Extract the full set of records that follows, word for word.

§ **Input**:
+++++
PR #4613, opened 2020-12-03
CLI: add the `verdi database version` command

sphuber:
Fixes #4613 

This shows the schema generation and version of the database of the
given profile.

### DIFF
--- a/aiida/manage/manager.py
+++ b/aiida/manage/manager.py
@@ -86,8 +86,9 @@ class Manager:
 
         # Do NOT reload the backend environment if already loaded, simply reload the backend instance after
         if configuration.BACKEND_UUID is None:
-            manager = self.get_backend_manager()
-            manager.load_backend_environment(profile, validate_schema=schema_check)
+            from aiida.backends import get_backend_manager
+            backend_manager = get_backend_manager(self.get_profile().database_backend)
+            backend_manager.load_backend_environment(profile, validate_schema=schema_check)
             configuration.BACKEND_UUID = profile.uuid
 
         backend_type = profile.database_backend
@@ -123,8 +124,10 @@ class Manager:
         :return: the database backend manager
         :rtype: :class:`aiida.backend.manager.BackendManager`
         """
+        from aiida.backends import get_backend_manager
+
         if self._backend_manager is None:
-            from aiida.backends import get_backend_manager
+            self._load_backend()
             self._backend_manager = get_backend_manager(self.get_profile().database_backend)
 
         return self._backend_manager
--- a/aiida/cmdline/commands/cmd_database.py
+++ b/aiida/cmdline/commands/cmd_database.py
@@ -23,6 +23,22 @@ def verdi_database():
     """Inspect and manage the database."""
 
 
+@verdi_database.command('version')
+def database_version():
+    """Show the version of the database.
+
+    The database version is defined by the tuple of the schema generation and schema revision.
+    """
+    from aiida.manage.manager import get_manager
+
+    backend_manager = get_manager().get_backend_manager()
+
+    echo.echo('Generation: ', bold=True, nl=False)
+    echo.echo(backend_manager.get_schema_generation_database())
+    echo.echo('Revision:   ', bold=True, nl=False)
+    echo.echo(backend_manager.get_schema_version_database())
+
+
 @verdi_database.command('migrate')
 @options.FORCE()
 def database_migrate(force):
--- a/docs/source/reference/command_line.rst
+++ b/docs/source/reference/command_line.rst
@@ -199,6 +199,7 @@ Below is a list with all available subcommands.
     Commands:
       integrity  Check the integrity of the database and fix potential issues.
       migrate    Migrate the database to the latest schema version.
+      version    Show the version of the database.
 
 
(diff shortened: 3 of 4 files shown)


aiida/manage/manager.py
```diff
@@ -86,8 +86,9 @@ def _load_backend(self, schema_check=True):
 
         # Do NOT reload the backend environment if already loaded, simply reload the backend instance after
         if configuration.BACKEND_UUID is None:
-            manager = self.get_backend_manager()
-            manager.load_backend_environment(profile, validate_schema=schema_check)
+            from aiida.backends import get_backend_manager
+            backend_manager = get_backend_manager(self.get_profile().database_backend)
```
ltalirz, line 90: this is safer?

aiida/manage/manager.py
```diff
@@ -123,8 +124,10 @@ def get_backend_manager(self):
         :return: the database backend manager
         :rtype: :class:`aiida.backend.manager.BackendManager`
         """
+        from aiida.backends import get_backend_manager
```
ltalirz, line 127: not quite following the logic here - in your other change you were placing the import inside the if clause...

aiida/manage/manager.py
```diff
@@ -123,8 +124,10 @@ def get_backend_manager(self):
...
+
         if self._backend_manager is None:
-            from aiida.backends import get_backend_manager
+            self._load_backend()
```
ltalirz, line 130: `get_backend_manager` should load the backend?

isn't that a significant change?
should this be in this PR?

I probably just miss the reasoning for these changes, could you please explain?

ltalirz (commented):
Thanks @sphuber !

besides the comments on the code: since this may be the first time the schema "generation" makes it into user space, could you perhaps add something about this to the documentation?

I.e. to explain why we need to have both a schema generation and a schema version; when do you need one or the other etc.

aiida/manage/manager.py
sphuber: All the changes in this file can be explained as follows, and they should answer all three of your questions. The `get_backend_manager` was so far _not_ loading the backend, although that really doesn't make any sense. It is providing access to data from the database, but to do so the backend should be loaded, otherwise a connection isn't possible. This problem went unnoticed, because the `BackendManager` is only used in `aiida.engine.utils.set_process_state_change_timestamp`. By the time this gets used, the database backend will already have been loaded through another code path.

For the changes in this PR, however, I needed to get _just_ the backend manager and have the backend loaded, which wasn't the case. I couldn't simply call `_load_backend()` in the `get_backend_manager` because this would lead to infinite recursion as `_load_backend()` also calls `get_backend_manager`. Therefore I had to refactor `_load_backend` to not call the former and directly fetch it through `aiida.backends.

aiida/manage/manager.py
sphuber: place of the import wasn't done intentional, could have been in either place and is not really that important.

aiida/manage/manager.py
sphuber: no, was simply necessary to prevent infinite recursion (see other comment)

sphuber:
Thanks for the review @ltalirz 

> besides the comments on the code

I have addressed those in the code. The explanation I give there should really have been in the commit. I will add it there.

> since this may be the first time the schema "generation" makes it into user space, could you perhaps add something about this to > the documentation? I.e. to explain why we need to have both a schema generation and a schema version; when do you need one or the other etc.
+++++
§ **The answer**:
PR #4613, opened 2020-12-03
CLI: add the `verdi database version` command

sphuber:
Fixes #4613 

This shows the schema generation and version of the database of the
given profile.

### DIFF
--- a/aiida/manage/manager.py
+++ b/aiida/manage/manager.py
@@ -86,8 +86,9 @@ class Manager:
 
         # Do NOT reload the backend environment if already loaded, simply reload the backend instance after
         if configuration.BACKEND_UUID is None:
-            manager = self.get_backend_manager()
-            manager.load_backend_environment(profile, validate_schema=schema_check)
+            from aiida.backends import get_backend_manager
+            backend_manager = get_backend_manager(self.get_profile().database_backend)
+            backend_manager.load_backend_environment(profile, validate_schema=schema_check)
             configuration.BACKEND_UUID = profile.uuid
 
         backend_type = profile.database_backend
@@ -123,8 +124,10 @@ class Manager:
         :return: the database backend manager
         :rtype: :class:`aiida.backend.manager.BackendManager`
         """
+        from aiida.backends import get_backend_manager
+
         if self._backend_manager is None:
-            from aiida.backends import get_backend_manager
+            self._load_backend()
             self._backend_manager = get_backend_manager(self.get_profile().database_backend)
 
         return self._backend_manager
--- a/aiida/cmdline/commands/cmd_database.py
+++ b/aiida/cmdline/commands/cmd_database.py
@@ -23,6 +23,22 @@ def verdi_database():
     """Inspect and manage the database."""
 
 
+@verdi_database.command('version')
+def database_version():
+    """Show the version of the database.
+
+    The database version is defined by the tuple of the schema generation and schema revision.
+    """
+    from aiida.manage.manager import get_manager
+
+    backend_manager = get_manager().get_backend_manager()
+
+    echo.echo('Generation: ', bold=True, nl=False)
+    echo.echo(backend_manager.get_schema_generation_database())
+    echo.echo('Revision:   ', bold=True, nl=False)
+    echo.echo(backend_manager.get_schema_version_database())
+
+
 @verdi_database.command('migrate')
 @options.FORCE()
 def database_migrate(force):
--- a/docs/source/reference/command_line.rst
+++ b/docs/source/reference/command_line.rst
@@ -199,6 +199,7 @@ Below is a list with all available subcommands.
     Commands:
       integrity  Check the integrity of the database and fix potential issues.
       migrate    Migrate the database to the latest schema version.
+      version    Show the version of the database.
 
 
(diff shortened: 3 of 4 files shown)


aiida/manage/manager.py
```diff
@@ -86,8 +86,9 @@ def _load_backend(self, schema_check=True):
 
         # Do NOT reload the backend environment if already loaded, simply reload the backend instance after
         if configuration.BACKEND_UUID is None:
-            manager = self.get_backend_manager()
-            manager.load_backend_environment(profile, validate_schema=schema_check)
+            from aiida.backends import get_backend_manager
+            backend_manager = get_backend_manager(self.get_profile().database_backend)
```
ltalirz, line 90: this is safer?

aiida/manage/manager.py
```diff
@@ -123,8 +124,10 @@ def get_backend_manager(self):
         :return: the database backend manager
         :rtype: :class:`aiida.backend.manager.BackendManager`
         """
+        from aiida.backends import get_backend_manager
```
ltalirz, line 127: not quite following the logic here - in your other change you were placing the import inside the if clause...

aiida/manage/manager.py
```diff
@@ -123,8 +124,10 @@ def get_backend_manager(self):
...
+
         if self._backend_manager is None:
-            from aiida.backends import get_backend_manager
+            self._load_backend()
```
ltalirz, line 130: `get_backend_manager` should load the backend?

isn't that a significant change?
should this be in this PR?

I probably just miss the reasoning for these changes, could you please explain?

ltalirz (commented):
Thanks @sphuber !

besides the comments on the code: since this may be the first time the schema "generation" makes it into user space, could you perhaps add something about this to the documentation?

I.e. to explain why we need to have both a schema generation and a schema version; when do you need one or the other etc.

aiida/manage/manager.py
sphuber: All the changes in this file can be explained as follows, and they should answer all three of your questions. The `get_backend_manager` was so far _not_ loading the backend, although that really doesn't make any sense. It is providing access to data from the database, but to do so the backend should be loaded, otherwise a connection isn't possible. This problem went unnoticed, because the `BackendManager` is only used in `aiida.engine.utils.set_process_state_change_timestamp`. By the time this gets used, the database backend will already have been loaded through another code path.

For the changes in this PR, however, I needed to get _just_ the backend manager and have the backend loaded, which wasn't the case. I couldn't simply call `_load_backend()` in the `get_backend_manager` because this would lead to infinite recursion as `_load_backend()` also calls `get_backend_manager`. Therefore I had to refactor `_load_backend` to not call the former and directly fetch it through `aiida.backends.

aiida/manage/manager.py
sphuber: place of the import wasn't done intentional, could have been in either place and is not really that important.

aiida/manage/manager.py
sphuber: no, was simply necessary to prevent infinite recursion (see other comment)

sphuber:
Thanks for the review @ltalirz 

> besides the comments on the code

I have addressed those in the code. The explanation I give there should really have been in the commit. I will add it there.

> since this may be the first time the schema "generation" makes it into user space, could you perhaps add something about this to > the documentation? I.e. to explain why we need to have both a schema generation and a schema version; when do you need one or the other etc.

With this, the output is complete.